EXERCISE BRIEF
Each line from the opening of the records that follow to the line with "Extracting the address ASIC compliant address fields, whenever" needs to be written out exactly. Add nothing.

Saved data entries

___

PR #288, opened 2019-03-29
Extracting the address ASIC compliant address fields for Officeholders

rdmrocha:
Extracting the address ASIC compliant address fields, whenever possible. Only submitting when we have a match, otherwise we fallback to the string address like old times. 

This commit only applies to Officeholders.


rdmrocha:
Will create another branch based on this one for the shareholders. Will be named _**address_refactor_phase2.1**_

___

FINAL ANSWER
PR #288, opened 2019-03-29
Extracting the address ASIC compliant address fields for Officeholders

rdmrocha:
Extracting the address ASIC compliant address fields, whenever possible. Only submitting when we have a match, otherwise we fallback to the string address like old times. 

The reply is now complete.